Good to know the Flashair works with Canon 500D. It’s not in the compatibility list, only 550D onwards
hi i recently bought a flashair wifi card for my canon 550d however i was unable to connect it to my iphone thru wifi. i cannot find the wifi function in my dslr. any advice? thanks much.
Jasmine,
Hi. I guess you misunderstood how this card works. The card has a self contained hotspot that you would connect to. The camera is oblivious to that feature. You’d connect to that hotspot from your devices.
hi does this mean my iphone will be able to sense the hotspot thru the app, once i insert the sd card into my dslr?
Well, yes. Read the documentation if it is not clear.
Hi,
I have recently bought the card however my phone cannot detect the “wifi” when the card is inserted into my camera. My camera is under the compatibility list. Do we need to activate the card or what so ever before using?

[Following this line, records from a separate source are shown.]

PR #3064, opened 2022-12-13
Add integration-specific metrics for gitlab-housekeeping

steveteahan:
These metrics should provide more data for guiding future enhancements related to speeding up gitlab-housekeeping, and improving the throughput of the integration.

I tested this manually as well by running the integration and ensuring that the metric calls returned proper data with the `collect()` method call. Any metrics that didn't run in dry-run mode were moved out of the conditional to make sure that they still work as expected.

Related: https://issues.redhat.com/browse/APPSRE-6653

### DIFF
--- a/reconcile/gitlab_housekeeping.py
+++ b/reconcile/gitlab_housekeeping.py
@@ -15,6 +15,11 @@ from gitlab.v4.objects import (
     ProjectIssue,
     ProjectMergeRequest,
 )
+from prometheus_client import (
+    Counter,
+    Gauge,
+    Histogram,
+)
 from sretoolbox.utils import retry
 
 from reconcile import queries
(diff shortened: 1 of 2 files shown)


reconcile/gitlab_housekeeping.py
```diff
@@ -59,6 +64,40 @@
...
+)
+
+rebased_merge_requests = Counter(
+    name="qontract_reconcile_rebased_merge_requests",
+    documentation="Number of merge requests that have been successfully rebased in a repository",
+    labelnames=["project_id"],
+)
+
+time_to_merge = Histogram(
+    name="qontract_reconcile_time_to_merge_merge_request",
```
geoberle, line 80: Would you consider adding the unit  as a metric suffix?

steveteahan: Good catch! I've added it.

bhushanthakur93 (approved):
LGTM

PR #3066, opened 2022-12-14
Skip extra GitLab labels API calls in gitlab-housekeeping

steveteahan:
Related: https://issues.redhat.com/browse/APPSRE-6653

Also, related to draft PR #3050 which introduced multiple ideas for improving the performance of gitlab-housekeeping, that are now being addressed as separate MRs.

After a week of data, we only found 3 instances where labels were empty, but after calling the GitLab API again, labels were returned. All of these cases appear to be related to timing because the log entries matched when the first label was added to the MR, to the minute. In these cases, `gitlab-housekeeping` would have ignored these MRs for the first run, and then found them on the next run.

The performance improvements are 10-30 second reduction is run time of the integration (close to 20% reduction) and 80 fewer API calls to GitLab (>10% reduction). These performance improvements would be even clearer for cases where there are a larger number of MRs because the calls and runtime effectively grow linearly with the number of MRs.

### DIFF
--- a/reconcile/gitlab_housekeeping.py
+++ b/reconcile/gitlab_housekeeping.py
@@ -202,18 +202,18 @@ def is_rebased(mr, gl: GitLabApi) -> bool:
 
 
 def get_labels(mr: ProjectMergeRequest, gl: GitLabApi) -> list[str]:
-    labels = mr.attributes.get("labels")
-    if not labels:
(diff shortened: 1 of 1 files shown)


steveteahan:
Thank you, @geoberle! I'll merge this in a day or so after we get some initial data from #3064.

PR #3068, opened 2022-12-15
Remove broken time-to-merge metric in gitlab-housekeeping

steveteahan:
It looks like the exception wasn't being bubbled up properly, but data was trying to be accessed that didn't exist. I'll look to replace this shortly with some improvements to type hints to catch this in the future.


steveteahan:
Self-merging given the very limited scope here and not wanting this metric issue to affect the integration.

PR #3272, opened 2023-03-07
Draft: fix mypy issues

fishi0x01:
**DRAFT**

New mypy release doesnt like too many positional unnamed args. Or too less :D


fishi0x01:
For now we stick with mypy 1.0.1 due to bugs with pydantic https://github.com/app-sre/qontract-reconcile/pull/3272

fishi0x01:
Close in favor of https://github.com/app-sre/qontract-reconcile/pull/3288

PR #3274, opened 2023-03-07
[statuspage] explicit datetime conversion

geoberle:
pydantic is able to implicitly convert datetime strings to proper datetimes, but explicit is safer so we can control what format we accept.


kwilczynski (approved):
@geoberle, looks good!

The way this works is that when you have the card in the camera and the camera is turned on – that is important – then you would see a default SSID (flash……) or something like that. It would be listed on your card. Then from your wifi device (laptop/handphone) you connect to it and with the flashair application for Android (I am sure that there is one for the Apple phones) you can then interact with the card. The key thing is that the camera has to be ON or else the card gets no power and nothing happens.
I just bought the 64gb card today and my 500d isn’t able to read the card – any ideas? My laptop can read the card fine.
Good question. Does Toshiba have any information on the cameras it can used on?